Required work = Report how many lines of the listing include the word "libenkf"; nothing else should be written.

Given entries =
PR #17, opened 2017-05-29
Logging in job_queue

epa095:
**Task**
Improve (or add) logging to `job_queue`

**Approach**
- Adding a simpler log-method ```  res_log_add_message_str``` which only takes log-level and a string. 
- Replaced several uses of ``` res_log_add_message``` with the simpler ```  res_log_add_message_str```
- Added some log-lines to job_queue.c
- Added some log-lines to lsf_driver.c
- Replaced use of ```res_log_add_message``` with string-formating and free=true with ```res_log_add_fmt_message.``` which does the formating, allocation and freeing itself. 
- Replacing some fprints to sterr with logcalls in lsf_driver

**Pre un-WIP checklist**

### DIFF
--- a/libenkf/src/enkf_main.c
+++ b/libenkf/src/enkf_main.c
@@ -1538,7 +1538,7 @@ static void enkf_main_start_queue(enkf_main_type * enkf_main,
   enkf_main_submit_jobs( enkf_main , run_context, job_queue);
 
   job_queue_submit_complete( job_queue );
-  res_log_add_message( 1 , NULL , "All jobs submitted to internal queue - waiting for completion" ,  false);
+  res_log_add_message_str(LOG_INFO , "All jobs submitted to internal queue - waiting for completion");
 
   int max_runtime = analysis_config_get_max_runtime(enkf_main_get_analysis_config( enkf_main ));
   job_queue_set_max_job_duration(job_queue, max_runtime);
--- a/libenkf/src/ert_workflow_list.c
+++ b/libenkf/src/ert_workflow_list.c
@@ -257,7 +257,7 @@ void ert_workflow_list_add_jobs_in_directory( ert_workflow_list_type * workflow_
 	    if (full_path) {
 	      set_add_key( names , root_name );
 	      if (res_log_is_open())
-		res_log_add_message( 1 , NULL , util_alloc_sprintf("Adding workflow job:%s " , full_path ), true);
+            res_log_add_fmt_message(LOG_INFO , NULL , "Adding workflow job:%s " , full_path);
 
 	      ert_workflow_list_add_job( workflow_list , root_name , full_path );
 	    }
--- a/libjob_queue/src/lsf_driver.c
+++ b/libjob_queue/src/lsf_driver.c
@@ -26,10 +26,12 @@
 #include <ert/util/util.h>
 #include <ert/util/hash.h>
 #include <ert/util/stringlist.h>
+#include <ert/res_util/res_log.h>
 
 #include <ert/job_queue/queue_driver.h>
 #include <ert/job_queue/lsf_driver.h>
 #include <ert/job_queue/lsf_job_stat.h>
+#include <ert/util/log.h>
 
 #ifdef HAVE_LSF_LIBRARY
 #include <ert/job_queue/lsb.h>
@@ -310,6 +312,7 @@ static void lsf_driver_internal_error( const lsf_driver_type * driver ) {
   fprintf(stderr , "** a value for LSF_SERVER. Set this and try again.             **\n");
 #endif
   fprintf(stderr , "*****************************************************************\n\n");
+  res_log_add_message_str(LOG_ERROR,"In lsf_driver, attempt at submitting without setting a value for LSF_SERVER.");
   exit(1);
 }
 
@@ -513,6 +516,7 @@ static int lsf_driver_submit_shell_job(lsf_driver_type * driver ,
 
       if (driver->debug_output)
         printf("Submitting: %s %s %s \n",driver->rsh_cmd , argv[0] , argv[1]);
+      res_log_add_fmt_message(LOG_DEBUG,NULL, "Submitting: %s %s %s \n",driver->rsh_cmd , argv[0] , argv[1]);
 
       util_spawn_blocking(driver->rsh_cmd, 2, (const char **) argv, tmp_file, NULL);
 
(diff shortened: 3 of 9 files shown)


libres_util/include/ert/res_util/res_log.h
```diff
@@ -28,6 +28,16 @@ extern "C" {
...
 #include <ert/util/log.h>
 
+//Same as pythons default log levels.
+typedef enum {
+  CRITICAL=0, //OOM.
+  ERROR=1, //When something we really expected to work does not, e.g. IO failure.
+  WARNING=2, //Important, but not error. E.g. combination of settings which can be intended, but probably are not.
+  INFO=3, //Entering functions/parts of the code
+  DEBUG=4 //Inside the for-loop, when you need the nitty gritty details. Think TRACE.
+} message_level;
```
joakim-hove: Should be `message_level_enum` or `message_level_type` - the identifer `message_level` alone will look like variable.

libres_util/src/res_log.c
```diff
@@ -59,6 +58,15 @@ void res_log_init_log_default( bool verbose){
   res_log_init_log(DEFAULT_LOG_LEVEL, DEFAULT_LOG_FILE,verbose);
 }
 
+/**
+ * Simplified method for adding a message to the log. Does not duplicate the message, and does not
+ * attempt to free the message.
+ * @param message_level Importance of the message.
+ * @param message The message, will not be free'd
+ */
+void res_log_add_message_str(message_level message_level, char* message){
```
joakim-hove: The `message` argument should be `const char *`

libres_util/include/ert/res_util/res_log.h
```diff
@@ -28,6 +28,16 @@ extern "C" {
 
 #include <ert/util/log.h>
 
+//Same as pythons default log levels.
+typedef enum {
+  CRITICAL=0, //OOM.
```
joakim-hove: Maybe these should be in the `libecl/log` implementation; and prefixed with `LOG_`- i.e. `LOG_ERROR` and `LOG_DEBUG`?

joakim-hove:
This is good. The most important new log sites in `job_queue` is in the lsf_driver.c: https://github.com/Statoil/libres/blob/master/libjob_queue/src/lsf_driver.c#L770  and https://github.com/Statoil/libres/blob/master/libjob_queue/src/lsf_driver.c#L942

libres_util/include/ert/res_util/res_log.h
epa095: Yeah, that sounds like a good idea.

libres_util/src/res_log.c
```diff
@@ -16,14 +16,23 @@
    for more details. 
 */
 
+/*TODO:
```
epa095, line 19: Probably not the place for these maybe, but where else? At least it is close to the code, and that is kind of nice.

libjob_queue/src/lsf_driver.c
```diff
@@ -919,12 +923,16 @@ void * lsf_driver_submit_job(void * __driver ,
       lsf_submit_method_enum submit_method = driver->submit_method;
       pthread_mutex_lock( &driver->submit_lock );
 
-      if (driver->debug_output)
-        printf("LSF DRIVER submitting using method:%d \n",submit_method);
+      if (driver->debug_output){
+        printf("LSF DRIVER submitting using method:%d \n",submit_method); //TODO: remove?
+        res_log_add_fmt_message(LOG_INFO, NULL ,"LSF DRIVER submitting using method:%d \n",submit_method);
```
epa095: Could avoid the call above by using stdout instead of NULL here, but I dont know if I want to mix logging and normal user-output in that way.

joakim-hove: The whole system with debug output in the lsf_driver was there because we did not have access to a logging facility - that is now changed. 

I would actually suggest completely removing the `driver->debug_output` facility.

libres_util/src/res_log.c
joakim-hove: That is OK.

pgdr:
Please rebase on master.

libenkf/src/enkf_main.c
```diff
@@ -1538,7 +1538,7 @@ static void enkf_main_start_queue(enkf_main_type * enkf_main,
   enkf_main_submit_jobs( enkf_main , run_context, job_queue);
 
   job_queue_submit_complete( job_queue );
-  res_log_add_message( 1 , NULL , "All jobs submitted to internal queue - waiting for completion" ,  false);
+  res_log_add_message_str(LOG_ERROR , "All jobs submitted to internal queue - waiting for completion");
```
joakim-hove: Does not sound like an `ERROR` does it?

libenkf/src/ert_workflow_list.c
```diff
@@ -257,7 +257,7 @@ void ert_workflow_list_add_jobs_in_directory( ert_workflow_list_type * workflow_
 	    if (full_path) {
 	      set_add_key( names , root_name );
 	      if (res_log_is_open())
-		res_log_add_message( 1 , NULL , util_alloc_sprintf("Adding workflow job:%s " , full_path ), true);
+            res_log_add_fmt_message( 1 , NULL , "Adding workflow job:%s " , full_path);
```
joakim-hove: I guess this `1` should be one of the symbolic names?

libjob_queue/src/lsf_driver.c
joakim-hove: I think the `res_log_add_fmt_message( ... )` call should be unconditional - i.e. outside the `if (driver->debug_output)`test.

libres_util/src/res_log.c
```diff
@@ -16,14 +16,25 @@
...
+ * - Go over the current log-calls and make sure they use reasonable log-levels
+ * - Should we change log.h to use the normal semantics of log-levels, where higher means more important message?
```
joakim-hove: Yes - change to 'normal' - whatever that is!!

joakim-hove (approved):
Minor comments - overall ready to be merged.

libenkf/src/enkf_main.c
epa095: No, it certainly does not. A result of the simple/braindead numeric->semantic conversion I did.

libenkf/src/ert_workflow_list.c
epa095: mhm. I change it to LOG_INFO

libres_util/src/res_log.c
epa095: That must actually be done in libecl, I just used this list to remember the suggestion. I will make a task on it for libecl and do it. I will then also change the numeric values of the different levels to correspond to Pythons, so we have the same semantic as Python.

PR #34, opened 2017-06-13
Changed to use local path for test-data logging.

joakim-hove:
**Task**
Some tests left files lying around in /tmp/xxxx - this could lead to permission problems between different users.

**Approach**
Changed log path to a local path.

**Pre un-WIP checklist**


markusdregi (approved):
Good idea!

Response area = 8